Interactive Study Demo

Use this to step through a reusable interview workflow for this problem.

Press Step or Run All to begin.
Step 07

Complexity Analysis

Time
O(n)
Space
O(h)

Approach Breakdown

LEVEL ORDER
O(n) time
O(n) space

BFS with a queue visits every node exactly once — O(n) time. The queue may hold an entire level of the tree, which for a complete binary tree is up to n/2 nodes = O(n) space. This is optimal in time but costly in space for wide trees.

DFS TRAVERSAL
O(n) time
O(h) space

Every node is visited exactly once, giving O(n) time. Space depends on tree shape: O(h) for recursive DFS (stack depth = height h), or O(w) for BFS (queue width = widest level). For balanced trees h = log n; for skewed trees h = n.
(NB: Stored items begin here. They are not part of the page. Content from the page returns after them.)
Issue #643, opened 2018-11-06
Listorders CLI output - peerpubkey


sangaman:
After #600, our `getorders` CLI output looks like this:

![image](https://user-images.githubusercontent.com/3440835/48082856-9e906100-e1c1-11e8-82f9-45a06ad67666.png)

I'm thinking it would be nice to show which peer the owner belongs to. We could probably repurpose the `Own Order` column for this. Maybe change the label to something like "Owner" or "Peer" and print the node's peer pub key for peer orders, and "Own" or "Local" for own orders. It may even be worth taking it a step further and printing the peer's alias if one exists - however we don't have that data currently available from the `getorders` rpc call. If we think it's worth it, we could make cli command also call `listpeers` to get all the aliases and then map them to the pubkeys.

Thoughts @erkarl @kilrau @offerm?

offerm:
@sangaman Initially, I thought that this is a great idea.  Problems that I see:
- do we have xud node alias support? 
- will these aliases be used by the peers? can you trust the alias? will it give valuable information
- do you have room to show it?
- If you show host name if we have it
- not sure if IP address provides value.

After thinking about it more, and having a close look at the table, I think that:
a. we need to sort the buy/sell orders according to prices.
b. We need to aggregate the capacity available at each price level (rounded). For example, in the table above we have 2 BUY orders of at price of 0.87.  These should be combined.
c. once you combine and sort properly you will be able to see the market depth. If we will not aggregate but have a lot of orders this display will not be usable. 
d. I would consider to have this as a new cli `getmarketdept` and leave `getorders` as today.
e. to be considered - aggregate the buy/sell orders into n (say 8) buy buckets and n sell bucket and presenting them over the price line. So sell orders will come first (higher prices) and buy order will come below it (normal view of order book).

With a-e, I don't see a need for `owner` column.

erkarl:
I'm really hesitant in regards to showing aliases. If they are like lnd's aliases they can't be trusted and just cause confusion.

a-b. Yes, definitely. That's something I left out of the original PR intentionally.
c-e. I imagine `getorders` with the current implementation will not be usuable in any production like environment because of too many orders. Maybe the default of `getorders` should be to return the market depth/aggregated results.

sangaman:
Ok, maybe leave the alias aside for now, it's true that it's not implemented (but I'm thinking it would be nice to have locally specified aliases, made a comment on that issue).

[...]

Issue #486, opened 2018-09-16
CLI - addAlias to peer


offerm:
When having multiple peers it is hard to know which peer object represents which real entity (exchange). 

Suggest adding an optional alias to a peer that can help to identify it. 

I see two options:
a. the alias is set by the peer itself and provided as part of the handshake, or
b. the alias is set by the node for a connected peer

Option a is what LND is doing. This, however, is risky since the peer may provide a wrong alias and claims that he is not who he is. setting by the node is more cumbersome but more secured.

Another option to explore is using a secured P2P channel and taking the information from the client certificate.

michael1011:
I would go for option `a` and do it similar to LND. Because when the alias isn't used as identifier of the node there is no risk involved imo.

kilrau:
Good idea. I would not go for self-set alias (the LND way) because of the reason you mentioned. We've all seen the "Google uses Lightning" tweets. Also don't see how the client certificate solves this?

I'd strongly vouch for B and maybe even a generated one as default (google docs "anonymous squirrel" style).

sangaman:
Yeah after thinking of this some I am leaning towards option B, there is little downside there and it seems like it could be a nice feature.

kilrau:
Some more thoughts on option b:
* we can use a list of funny animal names and assign it to it
* drawback: when debugging/communicating with others one and the same peer will have different names so one had to fall back to the pubKey again.

Thoughts from a fresh set of eyes? @erkarl

erkarl:
I'd also go for the option B because I saw how much unnecessary confusion it first created with lightning clients.

kilrau:
Actually I'd like to hold off on this feature. Reasons:
* manually assigning an alias won't be a crucial feature
* an automated assigned alias is complicated
* both approaches have the drawback of being a "local point of view" - the assigned alias for a given peer will be different on other nodes
========================
it's a debug feature and not reason enough to do the effort imo

sangaman:
Should we leave it open tho even if having it low priority? I don't think of it as a debug feature necessarily (for debugging purposes, I have no problem using hex pub keys), but as a way to make it more easily to identify peers at a glance. It's certainly superficial and not urgent in the least, but still something that seems like it's worth tracking.

hatmer:
How about deterministically generating an easy-to-identify name for the peer using the pub key hex? This way it is both easy to read and consistent across all nodes. If this sounds good please assign me since I have a simple algorithm ready.

[...]

PR #926, opened 2019-04-29
feat(cli): enhance listpeers output

ImmanuelSegol:
#558 
Formats cli response for `listpeers`.

### DIFF
--- a/lib/cli/commands/listpeers.ts
+++ b/lib/cli/commands/listpeers.ts
@@ -1,11 +1,85 @@
-import { callback, loadXudClient } from '../command';
+import Table, { HorizontalTable } from 'cli-table3';
+import colors from 'colors/safe';
 import { Arguments } from 'yargs';
-import { ListPeersRequest } from '../../proto/xudrpc_pb';
+import { ListPeersRequest, ListPeersResponse, Peer } from '../../proto/xudrpc_pb';
+import { callback, loadXudClient } from '../command';
+import { generateHeaders } from '../utils';
+
+const HEADERS = [
+  'Peer',
+  'Pairs',
+  'Details',
+];
+
+const createTable = () => {
+  const table = new Table({
+    head: generateHeaders(HEADERS),
+  }) as HorizontalTable;
+  return table;
+};
+
+const trimPubKey = (key: string) => {
+  if (key.length <= 0) {
+    return '';
+  }
+  return `${key.slice(0, 10)}...${key.slice(key.length - 10)}`;
+};
+
+const formatPairList = (pairs: string[]) => {
+  let pairString = '';
+  pairs.forEach((pair) => {
+    /* eslint disable-next-line */
+    pairString = `${pairString}${pairString ? '\n' : ''}${pair}`;
+  });
+  return pairString;
+};
+
+const formatLndPubKeys = (lndKeys: string[][]) => {
+  let str = '';
+  lndKeys.forEach((client) => {
+    /* eslint disable-next-line */
+    str =  `${str}${str ? '\n' : ''}${client[0]} lnd key: ${trimPubKey(client[1])}`;
+  });
+  return str;
+};
+
+const formatPeers = (peers: ListPeersResponse.AsObject) => {
+  const formattedPeers: string[][] = [];
+  peers.peersList.forEach((peer: Peer.AsObject) => {
+
+    const address = `${peer.nodePubKey}
+@${peer.address}` ;
+
+    const details = [
+      `Alias:
+
+Address ([node_key]@[host]:[port]):
+${address}`,
+      formatPairList(peer.pairsList),
+      `inbound: ${peer.inbound}\
+\nversion: ${peer.xudVersion}\
+\ntime connected: ${peer.secondsConnected.toString()} seconds\
+\n${formatLndPubKeys(peer.lndPubKeysMap)}\
+${peer.raidenAddress ? `\nraiden address: ${trimPubKey(peer.raidenAddress)}` : ''}`,
+    ];
+    formattedPeers.push(details);
+  });
+  return formattedPeers;
+};
+
+const displayTables = (peers: ListPeersResponse.AsObject) => {
+  const table = createTable();
+  formatPeers(peers).forEach((peer) => {
+    table.push(peer);
+  });
+  console.log(colors.underline(colors.bold('\nPeers:')));
+  console.log(table.toString());
+};
 
 export const command = 'listpeers';
 
 export const describe = 'list connected peers';
 
 export const handler = (argv: Arguments) => {
-  loadXudClient(argv).listPeers(new ListPeersRequest(), callback(argv));
+  loadXudClient(argv).listPeers(new ListPeersRequest(), callback(argv, displayTables));
 };
--- a/lib/cli/utils.ts
+++ b/lib/cli/utils.ts
@@ -1,3 +1,4 @@
+import colors from 'colors/safe';
 import os from 'os';
 import path from 'path';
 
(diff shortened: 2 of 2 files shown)


kilrau:
> 1. abbreviated pubKey (`023ec5...`)

This one. [Alias' are not a prio right now](https://github.com/ExchangeUnion/xud/issues/486). @ImmanuelSegol please make sure to always use the same way for abbreviation ob pubkeys: the first 6 digits. And `xud` pubkey only. I adjusted comments in https://github.com/ExchangeUnion/xud/issues/643 to "the first 6 digits" @erkarl 

> list of active pairs

👍

lib/cli/commands/listpeers.ts
```diff
@@ -1,11 +1,55 @@
...
+  return table;
+};
+
+const formatPeers = (peers: ListPeersResponse.AsObject) => {
+  const formattedPeers: string[][] = [];
+  peers.peersList.forEach((peer: any) => {
+    const peerInfo: string[] = [];
+    Object.keys(peer).forEach((key) => {
+      if (key === 'pairsList') {
+        colors.green(peer[key]);
```
sangaman: Is there a reason pairslist is being made green? It's not getting pushed to the array in this case, which I believe is the cause of the off by one error karl mentions above.

lib/cli/commands/listpeers.ts
```diff
@@ -1,11 +1,55 @@
...
+  colors.red('node public key'),
+  colors.red('lnd public keys'),
+  colors.red('inbound'),
+  colors.red('pairs list'),
+  colors.red('xud version'),
+  colors.red('seconds connected'),
+  colors.red('raiden address'),
+];
+
+const createTable = () => {
```
sangaman: I'm noticing this function/code in a couple of your cli-related PRs, maybe make this a cli utils function that accepts the headers as an argument?

ImmanuelSegol:
@sangaman @kilrau For some reason the tests are failing, they aren't failing on my local machine and im not able to produce the error Travis is showing on my local machine.

erkarl:
@ImmanuelSegol I get the same (failing) output when running:
`➜  xud git:(pretty-cli-listpeers) ✗ rm -Rf node_modules && npm i && npm run compile`

https://travis-ci.org/ExchangeUnion/xud/builds/532961287#L779

sangaman:
@ImmanuelSegol Can you rebase this on master? It's using an older version of the p2p protocol so I can't connect to updated peers to see the output properly.

That said, the output still looks cramped in a default size terminal for me:

image

Maybe we should keep the `public key`, `address`, and maybe the `pairs` columns and then use an additional column called something like `details` that lists all the other key info line by line, not in json but in a format like:

```
inbound: true
version: 1.0.0-alpha.11
uptime: 3d 5h 17m 53s
BTC lnd pubkey: 03b483...
LTC lnd pubkey: 02a832...
Raiden address: 0x2398c...
```
I figure we're likely to add more fields to the list peers response in the future so this seems like a more flexible approach.

Also minor suggestion, but I think it makes sense to have peers' public keys in the leftmost column, since that their true identifier. Address can be second

lib/cli/commands/listpeers.ts
```diff
@@ -1,11 +1,74 @@
...
 import { Arguments } from 'yargs';
-import { ListPeersRequest } from '../../proto/xudrpc_pb';
+import colors from 'colors/safe';
+import Table, { HorizontalTable } from 'cli-table3';
+import { generateHeaders } from '../utils';
+import { ListPeersRequest, ListPeersResponse, Peer } from '../../proto/xudrpc_pb';
+
+const HEADERS = [
+  'address',
+  'public key',
```
sangaman: Could we call this `node key` actually? I'm thinking it will further differentiate it from the lnd pub keys.

lib/cli/commands/listpeers.ts
```diff
@@ -52,12 +48,9 @@ const formatPeers = (peers: ListPeersResponse.AsObject) => {
...
       peer.address,
       trimPubKey(peer.nodePubKey),
-      `${peer.inbound}`,
-      peer.xudVersion,
-      `${peer.secondsConnected.toString()} seconds`,
       formatPairList(peer.pairsList),
-      formatLndPubKeys(peer.lndPubKeysMap),
-      trimPubKey(peer.raidenAddress),
+      // tslint:disable-next-line:max-line-length
+      `inbound: ${peer.inbound}\nversion: ${peer.xudVersion}\ntime connected: ${peer.secondsConnected.toString()} seconds\nlnd keys: ${formatLndPubKeys(peer.lndPubKeysMap)}\nraiden address: ${trimPubKey(peer.raidenAddress)}`,
```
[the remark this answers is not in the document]
sangaman: Two more thoughts.

1. Can we put each lnd key on a separate line? Like

```
BTC lnd pubkey: 02d693...
LTC lnd pubkey: 02572a...
```

2. The `raiden address` line has some space, and of the 6 characters we show before cutting off, the first two are `0x` leaving only 4 unique characters. I think it would be better to show 8 (or maybe even 10) total characters for the raiden address, including the `0x`.

lib/cli/commands/listpeers.ts
```diff
@@ -1,11 +1,74 @@
...
-import { ListPeersRequest } from '../../proto/xudrpc_pb';
+import colors from 'colors/safe';
+import Table, { HorizontalTable } from 'cli-table3';
+import { generateHeaders } from '../utils';
+import { ListPeersRequest, ListPeersResponse, Peer } from '../../proto/xudrpc_pb';
+
+const HEADERS = [
+  'address',
+  'public key',
+  'pairs list',
```
sangaman: I don't think we actually need "list" here. Just "pairs" is more concise and still descriptive enough I think.

ImmanuelSegol:
@kilrau these tests are not event launching.
Locally they pass.

package-lock.json
```diff
@@ -4379,6 +4379,492 @@
       "requires": {
         "graceful-fs": "^4.1.11",
         "through2": "^2.0.3"
+<<<<<<< HEAD
```
sangaman: Merge issue here is causing the tests to fail, I think you can just discard the changes to this file.

rsercano:
Merged master into it, seems to be working for me.

ImmanuelSegol:
@kilrau This can be merged.

sangaman:
Open to thoughts on how this should display since it's mainly a matter of preference and aesthetics @erkarl @kilrau.

rsercano:
ping @kilrau

kilrau:
> What I had in mind was combining all the columns to the right of `details` into the details column and listing them vertically like so:
> details
> inbound: false
> time connected: 8 seconds
> BTC lnd key: 2823ca2...
> LTC lnd key: 27ab262...

Yes, that seems to be the best way.
 
> I'm also thinking it makes sense not to display "raiden address" at all if it doesn't have a value.

Yes, the rule should be to not display anything without value.

Additionally we should always use the same way to abbreviate the node key. Either 123456... or `1234...n-3n-2n-1n`. Whereas I prefer the latter. Would be nice to straighten that out throughout all your PRs.

rsercano:
@kilrau 
image

rsercano:
image

done, @kilrau

kilrau:
> * Rename the "Address" column to something like "Peer", since we're not only showing the address but also the node pubkey.

Good idea, agree. @rsercano Let's rename the column title to `Peer`.

> * Get rid of the "Alias" column and add the alias (if a non-empty/null alias exists) under the "Peer" column at the top in its own line like `Alias: XU Seed Node #1`. I think total table width would be an issue with Alias in its own column, whereas we already have spare room vertically. I also think that the alias makes sense to go with the other identifies like nodepubkey and IP address/hostname. Lastly I figure it's the first thing we'd want to see.

Good idea, agree. @rsercano Let's get rid of the separate `Alias` column and format the second `Peer` column to contain both:
```
Alias:
happy-rabbit
Address ([node_key]@[host]:[port]):
abc123
@xyz.onion:8885
```

I'd like to establish the term "Address" as the full URI, including node key, that is needed in order to connect to another node. This is in line with https://github.com/ExchangeUnion/xud/pull/1170 - here we also show our own "address" as `[node_key]@[host]:[port]`.

rsercano:
done guys 
image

Shortcut: Visit every node once → O(n) time. Recursion depth = tree height → O(h) space.
Coach Notes

Common Mistakes

Review these before coding to avoid predictable interview regressions.

Forgetting null/base-case handling

Wrong move: Recursive traversal assumes children always exist.

Usually fails on: Leaf nodes throw errors or create wrong depth/path values.

Fix: Handle null/base cases before recursive transitions.